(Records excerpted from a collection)
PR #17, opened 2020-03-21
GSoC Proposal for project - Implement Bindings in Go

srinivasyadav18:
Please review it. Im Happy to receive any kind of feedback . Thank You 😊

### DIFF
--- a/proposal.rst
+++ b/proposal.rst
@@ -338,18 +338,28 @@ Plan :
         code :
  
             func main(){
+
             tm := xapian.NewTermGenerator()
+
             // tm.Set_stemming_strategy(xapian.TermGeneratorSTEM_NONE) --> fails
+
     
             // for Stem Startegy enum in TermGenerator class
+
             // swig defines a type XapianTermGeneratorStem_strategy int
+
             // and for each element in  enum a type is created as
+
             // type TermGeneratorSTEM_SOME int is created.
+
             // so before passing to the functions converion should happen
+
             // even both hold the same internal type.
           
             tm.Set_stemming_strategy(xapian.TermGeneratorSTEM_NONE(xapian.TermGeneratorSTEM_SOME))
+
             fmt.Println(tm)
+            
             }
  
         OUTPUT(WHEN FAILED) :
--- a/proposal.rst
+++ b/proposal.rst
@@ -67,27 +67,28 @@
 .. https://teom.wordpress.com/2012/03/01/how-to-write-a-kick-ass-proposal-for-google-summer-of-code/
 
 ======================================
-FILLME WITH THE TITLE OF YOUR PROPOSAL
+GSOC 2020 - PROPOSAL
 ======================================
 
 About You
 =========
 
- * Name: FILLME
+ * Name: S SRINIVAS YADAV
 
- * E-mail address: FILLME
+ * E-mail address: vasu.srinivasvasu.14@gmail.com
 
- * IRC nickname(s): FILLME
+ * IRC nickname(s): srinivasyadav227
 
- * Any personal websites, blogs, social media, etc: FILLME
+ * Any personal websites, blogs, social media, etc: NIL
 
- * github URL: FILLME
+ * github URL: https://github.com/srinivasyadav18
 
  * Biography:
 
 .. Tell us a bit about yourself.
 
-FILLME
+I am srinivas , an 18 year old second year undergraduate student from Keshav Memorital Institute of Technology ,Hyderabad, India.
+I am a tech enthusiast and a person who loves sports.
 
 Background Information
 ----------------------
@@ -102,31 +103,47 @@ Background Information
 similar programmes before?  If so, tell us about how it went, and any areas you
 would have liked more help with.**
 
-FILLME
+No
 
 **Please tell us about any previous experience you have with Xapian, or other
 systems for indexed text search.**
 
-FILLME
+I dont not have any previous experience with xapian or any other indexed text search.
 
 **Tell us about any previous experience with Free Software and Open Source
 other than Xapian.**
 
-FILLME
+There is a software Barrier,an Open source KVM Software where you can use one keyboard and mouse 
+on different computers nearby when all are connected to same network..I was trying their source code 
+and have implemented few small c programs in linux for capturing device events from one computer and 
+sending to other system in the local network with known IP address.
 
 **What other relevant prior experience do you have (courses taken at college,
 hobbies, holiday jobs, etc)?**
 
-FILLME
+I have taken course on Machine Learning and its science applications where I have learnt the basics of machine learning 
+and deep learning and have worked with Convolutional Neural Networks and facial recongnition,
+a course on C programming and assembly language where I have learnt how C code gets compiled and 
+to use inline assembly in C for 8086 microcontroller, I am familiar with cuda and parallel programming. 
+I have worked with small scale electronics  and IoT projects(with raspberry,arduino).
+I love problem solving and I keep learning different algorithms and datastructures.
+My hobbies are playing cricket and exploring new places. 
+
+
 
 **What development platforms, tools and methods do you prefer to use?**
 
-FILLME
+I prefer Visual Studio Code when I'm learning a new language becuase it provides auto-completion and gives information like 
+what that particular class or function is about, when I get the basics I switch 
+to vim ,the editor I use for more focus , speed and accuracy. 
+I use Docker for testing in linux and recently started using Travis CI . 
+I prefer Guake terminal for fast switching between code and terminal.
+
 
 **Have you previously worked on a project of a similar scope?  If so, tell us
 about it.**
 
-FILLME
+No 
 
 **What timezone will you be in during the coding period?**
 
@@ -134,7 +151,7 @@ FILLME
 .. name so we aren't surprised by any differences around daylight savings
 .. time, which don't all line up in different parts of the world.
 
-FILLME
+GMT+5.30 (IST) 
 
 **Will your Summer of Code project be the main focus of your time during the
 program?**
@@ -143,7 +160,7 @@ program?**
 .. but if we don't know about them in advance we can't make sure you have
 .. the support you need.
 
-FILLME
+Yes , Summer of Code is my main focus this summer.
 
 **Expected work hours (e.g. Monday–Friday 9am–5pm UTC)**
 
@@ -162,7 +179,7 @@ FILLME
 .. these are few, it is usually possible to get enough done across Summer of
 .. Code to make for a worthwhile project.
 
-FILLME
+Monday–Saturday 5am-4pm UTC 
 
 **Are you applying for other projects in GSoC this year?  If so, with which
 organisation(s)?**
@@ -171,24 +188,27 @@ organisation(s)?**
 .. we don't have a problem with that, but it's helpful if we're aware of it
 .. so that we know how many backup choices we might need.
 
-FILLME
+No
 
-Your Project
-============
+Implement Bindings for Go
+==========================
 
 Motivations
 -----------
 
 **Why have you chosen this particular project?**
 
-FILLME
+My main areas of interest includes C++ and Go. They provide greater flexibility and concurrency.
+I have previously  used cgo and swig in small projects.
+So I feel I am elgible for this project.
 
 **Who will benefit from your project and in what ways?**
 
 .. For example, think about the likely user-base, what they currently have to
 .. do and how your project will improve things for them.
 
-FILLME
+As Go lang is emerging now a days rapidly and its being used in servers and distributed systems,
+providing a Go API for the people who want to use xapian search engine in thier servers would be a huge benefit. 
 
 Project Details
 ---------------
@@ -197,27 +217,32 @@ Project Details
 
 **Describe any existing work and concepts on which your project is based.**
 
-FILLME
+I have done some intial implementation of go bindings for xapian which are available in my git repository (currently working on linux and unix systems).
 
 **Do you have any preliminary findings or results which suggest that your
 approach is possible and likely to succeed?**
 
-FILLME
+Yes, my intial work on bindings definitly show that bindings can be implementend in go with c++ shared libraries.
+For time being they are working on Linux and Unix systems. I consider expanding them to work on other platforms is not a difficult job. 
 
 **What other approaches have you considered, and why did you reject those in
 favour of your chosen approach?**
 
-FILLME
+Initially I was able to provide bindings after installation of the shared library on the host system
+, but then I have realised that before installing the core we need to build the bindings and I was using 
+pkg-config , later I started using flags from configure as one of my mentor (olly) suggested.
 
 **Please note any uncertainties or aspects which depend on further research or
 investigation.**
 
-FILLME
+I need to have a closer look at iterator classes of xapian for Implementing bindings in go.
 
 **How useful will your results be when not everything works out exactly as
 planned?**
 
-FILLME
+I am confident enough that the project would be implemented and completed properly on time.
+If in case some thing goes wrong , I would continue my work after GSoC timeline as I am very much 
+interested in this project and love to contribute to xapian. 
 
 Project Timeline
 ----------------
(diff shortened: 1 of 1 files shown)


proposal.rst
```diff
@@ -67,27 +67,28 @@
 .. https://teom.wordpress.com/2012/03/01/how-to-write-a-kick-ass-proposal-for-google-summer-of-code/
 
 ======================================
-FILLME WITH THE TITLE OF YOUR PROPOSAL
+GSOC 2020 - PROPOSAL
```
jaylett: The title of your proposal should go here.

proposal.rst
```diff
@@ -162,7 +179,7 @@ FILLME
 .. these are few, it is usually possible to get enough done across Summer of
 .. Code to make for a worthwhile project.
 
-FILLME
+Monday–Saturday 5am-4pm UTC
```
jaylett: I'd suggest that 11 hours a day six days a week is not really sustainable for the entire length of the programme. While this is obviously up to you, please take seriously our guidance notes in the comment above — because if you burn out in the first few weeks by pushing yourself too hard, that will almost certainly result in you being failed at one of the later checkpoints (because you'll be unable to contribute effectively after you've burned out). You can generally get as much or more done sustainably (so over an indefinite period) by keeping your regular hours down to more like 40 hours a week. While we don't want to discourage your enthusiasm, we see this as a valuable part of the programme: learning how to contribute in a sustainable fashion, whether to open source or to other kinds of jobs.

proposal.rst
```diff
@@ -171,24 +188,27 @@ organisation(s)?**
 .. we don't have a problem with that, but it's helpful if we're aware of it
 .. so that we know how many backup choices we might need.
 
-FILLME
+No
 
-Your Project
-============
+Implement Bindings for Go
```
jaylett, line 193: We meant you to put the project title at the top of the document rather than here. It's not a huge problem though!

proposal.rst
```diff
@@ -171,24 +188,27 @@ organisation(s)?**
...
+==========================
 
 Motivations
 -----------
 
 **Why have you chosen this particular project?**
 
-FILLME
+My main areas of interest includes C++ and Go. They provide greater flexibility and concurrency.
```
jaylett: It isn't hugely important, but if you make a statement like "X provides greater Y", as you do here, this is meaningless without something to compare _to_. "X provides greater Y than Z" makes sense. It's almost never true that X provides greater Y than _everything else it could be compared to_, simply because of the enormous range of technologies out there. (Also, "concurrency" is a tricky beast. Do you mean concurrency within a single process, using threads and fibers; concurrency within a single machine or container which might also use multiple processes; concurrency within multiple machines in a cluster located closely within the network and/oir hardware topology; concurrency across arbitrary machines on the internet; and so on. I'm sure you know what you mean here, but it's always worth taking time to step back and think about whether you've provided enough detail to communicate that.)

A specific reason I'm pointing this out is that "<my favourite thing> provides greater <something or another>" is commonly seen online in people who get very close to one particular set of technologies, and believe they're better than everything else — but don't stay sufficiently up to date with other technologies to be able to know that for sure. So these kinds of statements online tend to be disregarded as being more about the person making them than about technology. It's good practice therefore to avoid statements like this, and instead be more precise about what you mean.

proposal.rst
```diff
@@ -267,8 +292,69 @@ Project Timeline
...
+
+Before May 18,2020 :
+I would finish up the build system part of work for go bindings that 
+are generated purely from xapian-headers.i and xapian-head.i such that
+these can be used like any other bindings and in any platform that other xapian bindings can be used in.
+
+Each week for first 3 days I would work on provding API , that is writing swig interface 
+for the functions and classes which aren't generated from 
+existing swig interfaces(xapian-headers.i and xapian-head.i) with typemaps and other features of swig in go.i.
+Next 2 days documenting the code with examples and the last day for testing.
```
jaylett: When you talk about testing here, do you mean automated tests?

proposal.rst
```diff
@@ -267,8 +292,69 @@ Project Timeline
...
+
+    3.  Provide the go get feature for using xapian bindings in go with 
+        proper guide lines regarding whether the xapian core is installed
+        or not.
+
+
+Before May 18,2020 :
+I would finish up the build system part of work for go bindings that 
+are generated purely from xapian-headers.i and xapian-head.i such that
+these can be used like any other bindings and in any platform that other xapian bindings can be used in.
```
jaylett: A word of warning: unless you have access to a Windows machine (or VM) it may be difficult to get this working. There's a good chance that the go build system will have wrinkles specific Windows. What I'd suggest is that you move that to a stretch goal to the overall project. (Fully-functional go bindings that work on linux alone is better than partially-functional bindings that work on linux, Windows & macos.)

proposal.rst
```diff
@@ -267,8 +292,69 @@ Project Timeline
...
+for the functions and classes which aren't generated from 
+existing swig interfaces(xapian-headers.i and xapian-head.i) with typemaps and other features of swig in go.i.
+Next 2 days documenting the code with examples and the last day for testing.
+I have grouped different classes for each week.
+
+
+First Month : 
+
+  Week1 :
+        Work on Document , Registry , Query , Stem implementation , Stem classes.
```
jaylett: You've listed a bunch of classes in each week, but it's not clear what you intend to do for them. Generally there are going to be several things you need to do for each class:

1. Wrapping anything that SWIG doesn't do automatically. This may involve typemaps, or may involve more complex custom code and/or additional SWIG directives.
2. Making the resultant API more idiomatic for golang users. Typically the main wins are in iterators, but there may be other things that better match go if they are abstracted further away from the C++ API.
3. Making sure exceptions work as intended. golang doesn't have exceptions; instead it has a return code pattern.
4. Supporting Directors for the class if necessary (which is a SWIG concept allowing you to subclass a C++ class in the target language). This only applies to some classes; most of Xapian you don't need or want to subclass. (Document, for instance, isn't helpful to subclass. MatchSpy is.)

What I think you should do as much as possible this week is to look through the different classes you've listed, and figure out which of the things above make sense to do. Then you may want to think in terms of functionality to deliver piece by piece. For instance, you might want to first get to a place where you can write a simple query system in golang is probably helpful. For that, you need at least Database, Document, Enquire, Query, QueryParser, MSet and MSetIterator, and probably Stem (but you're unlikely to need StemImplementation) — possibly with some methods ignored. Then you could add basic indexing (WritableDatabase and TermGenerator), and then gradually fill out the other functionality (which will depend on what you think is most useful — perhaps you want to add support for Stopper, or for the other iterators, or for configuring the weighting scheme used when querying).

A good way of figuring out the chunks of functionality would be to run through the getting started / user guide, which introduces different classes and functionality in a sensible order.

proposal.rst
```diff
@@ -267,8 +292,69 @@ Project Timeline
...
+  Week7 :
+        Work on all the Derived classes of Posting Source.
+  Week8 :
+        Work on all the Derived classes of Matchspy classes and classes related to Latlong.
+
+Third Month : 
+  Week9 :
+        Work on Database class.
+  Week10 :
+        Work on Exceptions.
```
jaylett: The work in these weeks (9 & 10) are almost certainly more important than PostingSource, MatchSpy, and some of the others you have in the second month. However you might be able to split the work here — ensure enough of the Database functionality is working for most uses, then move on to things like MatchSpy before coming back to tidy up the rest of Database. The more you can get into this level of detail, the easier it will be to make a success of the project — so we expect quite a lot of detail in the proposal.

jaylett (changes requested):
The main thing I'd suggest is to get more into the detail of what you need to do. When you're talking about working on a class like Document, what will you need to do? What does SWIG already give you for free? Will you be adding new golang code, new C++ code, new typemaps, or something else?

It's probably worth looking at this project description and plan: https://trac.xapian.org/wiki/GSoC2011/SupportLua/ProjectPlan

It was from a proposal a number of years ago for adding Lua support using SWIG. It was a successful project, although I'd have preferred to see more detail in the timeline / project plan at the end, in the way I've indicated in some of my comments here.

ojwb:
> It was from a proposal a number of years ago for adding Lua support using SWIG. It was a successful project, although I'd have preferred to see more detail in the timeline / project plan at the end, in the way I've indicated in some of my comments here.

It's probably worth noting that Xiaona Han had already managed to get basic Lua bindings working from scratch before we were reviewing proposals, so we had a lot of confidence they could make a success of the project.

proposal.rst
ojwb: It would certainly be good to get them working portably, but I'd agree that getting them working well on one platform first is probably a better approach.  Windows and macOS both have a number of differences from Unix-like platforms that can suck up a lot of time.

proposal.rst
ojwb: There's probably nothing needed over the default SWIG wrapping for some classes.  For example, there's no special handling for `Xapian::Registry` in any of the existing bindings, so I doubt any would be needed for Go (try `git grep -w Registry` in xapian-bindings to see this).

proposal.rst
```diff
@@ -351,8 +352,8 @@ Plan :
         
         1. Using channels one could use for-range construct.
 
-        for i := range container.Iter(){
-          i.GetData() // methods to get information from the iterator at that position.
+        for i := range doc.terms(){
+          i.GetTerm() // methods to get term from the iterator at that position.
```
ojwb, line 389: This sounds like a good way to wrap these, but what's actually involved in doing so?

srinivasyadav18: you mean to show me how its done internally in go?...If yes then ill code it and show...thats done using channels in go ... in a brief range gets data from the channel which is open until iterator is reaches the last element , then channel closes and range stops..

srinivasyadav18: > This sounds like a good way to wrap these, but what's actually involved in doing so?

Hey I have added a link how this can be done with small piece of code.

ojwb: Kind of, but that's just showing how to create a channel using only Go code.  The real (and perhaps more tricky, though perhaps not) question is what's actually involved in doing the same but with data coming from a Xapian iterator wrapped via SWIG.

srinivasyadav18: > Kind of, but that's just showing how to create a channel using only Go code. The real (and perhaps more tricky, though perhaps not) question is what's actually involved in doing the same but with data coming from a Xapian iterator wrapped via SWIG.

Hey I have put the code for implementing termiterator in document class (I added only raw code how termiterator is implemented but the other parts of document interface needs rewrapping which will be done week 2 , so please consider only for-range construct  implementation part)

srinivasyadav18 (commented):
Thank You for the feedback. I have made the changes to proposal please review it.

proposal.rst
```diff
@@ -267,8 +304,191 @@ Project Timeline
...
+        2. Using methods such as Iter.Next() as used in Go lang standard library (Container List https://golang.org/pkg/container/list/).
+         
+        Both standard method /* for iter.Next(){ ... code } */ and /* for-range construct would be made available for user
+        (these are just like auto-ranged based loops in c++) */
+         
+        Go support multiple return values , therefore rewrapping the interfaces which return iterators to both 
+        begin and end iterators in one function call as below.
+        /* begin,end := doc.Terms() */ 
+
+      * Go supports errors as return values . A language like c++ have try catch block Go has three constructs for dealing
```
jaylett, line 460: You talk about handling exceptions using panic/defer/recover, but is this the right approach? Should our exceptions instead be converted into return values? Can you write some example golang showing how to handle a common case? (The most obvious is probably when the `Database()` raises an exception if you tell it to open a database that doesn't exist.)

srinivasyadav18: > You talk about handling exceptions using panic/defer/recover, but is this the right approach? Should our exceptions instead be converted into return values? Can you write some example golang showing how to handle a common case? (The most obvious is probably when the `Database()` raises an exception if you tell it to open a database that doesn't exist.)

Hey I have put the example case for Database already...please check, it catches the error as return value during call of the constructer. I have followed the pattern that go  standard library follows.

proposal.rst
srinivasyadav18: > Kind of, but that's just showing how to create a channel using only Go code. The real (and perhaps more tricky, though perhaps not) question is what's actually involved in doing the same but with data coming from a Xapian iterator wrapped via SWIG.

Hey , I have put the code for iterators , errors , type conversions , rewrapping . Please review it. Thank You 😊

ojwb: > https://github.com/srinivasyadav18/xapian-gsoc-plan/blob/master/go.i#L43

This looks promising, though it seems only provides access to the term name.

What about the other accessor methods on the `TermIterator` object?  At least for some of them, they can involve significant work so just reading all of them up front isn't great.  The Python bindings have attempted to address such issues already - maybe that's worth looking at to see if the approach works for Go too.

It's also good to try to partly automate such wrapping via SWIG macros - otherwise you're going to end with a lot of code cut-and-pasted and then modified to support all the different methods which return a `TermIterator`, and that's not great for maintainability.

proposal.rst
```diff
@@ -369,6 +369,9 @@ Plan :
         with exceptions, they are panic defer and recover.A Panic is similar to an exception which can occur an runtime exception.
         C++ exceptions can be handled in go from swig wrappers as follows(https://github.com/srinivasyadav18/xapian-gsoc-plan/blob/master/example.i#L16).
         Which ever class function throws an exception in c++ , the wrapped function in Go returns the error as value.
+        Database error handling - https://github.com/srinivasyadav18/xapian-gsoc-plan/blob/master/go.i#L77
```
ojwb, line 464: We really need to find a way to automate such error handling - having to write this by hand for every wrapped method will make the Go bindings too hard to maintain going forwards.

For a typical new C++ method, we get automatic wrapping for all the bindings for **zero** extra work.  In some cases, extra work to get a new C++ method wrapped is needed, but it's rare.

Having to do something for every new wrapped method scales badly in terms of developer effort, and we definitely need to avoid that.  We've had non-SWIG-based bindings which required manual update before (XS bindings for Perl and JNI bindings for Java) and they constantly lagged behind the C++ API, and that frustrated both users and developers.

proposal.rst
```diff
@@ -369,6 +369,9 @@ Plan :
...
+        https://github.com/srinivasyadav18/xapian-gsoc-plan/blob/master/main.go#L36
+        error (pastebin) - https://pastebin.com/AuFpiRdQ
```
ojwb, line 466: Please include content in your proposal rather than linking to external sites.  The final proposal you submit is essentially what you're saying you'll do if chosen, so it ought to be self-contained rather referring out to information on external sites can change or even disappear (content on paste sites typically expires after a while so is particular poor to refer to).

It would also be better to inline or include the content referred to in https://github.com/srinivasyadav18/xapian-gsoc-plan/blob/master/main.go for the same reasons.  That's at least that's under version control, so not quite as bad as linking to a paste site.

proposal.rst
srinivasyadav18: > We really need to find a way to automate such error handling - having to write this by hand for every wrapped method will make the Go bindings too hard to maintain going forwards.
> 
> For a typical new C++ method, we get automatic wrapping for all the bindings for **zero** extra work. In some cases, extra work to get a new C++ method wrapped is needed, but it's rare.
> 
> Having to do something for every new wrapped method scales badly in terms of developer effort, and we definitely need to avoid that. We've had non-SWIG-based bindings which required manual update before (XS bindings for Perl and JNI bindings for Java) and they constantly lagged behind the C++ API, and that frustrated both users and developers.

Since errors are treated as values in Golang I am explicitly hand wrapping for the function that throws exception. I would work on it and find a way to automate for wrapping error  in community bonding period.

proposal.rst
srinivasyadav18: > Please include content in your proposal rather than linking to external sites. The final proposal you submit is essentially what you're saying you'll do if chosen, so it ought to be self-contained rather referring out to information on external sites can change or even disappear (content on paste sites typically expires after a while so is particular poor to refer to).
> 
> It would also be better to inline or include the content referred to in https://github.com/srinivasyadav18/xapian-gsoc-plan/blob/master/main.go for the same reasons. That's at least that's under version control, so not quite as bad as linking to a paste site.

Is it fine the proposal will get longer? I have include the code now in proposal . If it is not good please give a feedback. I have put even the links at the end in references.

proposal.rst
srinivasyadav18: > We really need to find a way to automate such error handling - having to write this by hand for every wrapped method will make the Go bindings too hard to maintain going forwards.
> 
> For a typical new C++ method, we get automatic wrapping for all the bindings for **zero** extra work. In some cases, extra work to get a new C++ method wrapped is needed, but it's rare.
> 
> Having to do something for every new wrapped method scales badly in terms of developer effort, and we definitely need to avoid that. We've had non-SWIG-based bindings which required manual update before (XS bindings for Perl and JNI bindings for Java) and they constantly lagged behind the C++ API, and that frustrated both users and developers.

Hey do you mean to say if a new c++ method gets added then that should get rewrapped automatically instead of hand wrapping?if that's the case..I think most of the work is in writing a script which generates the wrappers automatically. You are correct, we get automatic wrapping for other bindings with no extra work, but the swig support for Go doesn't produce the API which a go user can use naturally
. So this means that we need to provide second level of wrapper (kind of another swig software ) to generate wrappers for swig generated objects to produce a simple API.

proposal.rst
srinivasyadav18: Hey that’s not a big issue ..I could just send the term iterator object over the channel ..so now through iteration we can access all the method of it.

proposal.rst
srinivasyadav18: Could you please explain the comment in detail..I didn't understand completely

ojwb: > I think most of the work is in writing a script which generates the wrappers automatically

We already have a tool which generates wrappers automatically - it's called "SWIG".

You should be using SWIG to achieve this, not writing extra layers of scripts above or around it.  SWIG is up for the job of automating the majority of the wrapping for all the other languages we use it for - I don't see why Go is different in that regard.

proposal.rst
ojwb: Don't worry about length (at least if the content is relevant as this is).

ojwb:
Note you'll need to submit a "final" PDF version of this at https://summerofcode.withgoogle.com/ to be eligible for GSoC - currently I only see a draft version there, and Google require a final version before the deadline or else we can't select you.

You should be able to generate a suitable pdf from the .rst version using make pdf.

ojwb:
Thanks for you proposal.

» **Requirement**: Every line above in which the word "looking" occurs needs to be copied.

» **Finished task**:
It's probably worth looking at this project description and plan: https://trac.xapian.org/wiki/GSoC2011/SupportLua/ProjectPlan
What about the other accessor methods on the `TermIterator` object?  At least for some of them, they can involve significant work so just reading all of them up front isn't great.  The Python bindings have attempted to address such issues already - maybe that's worth looking at to see if the approach works for Go too.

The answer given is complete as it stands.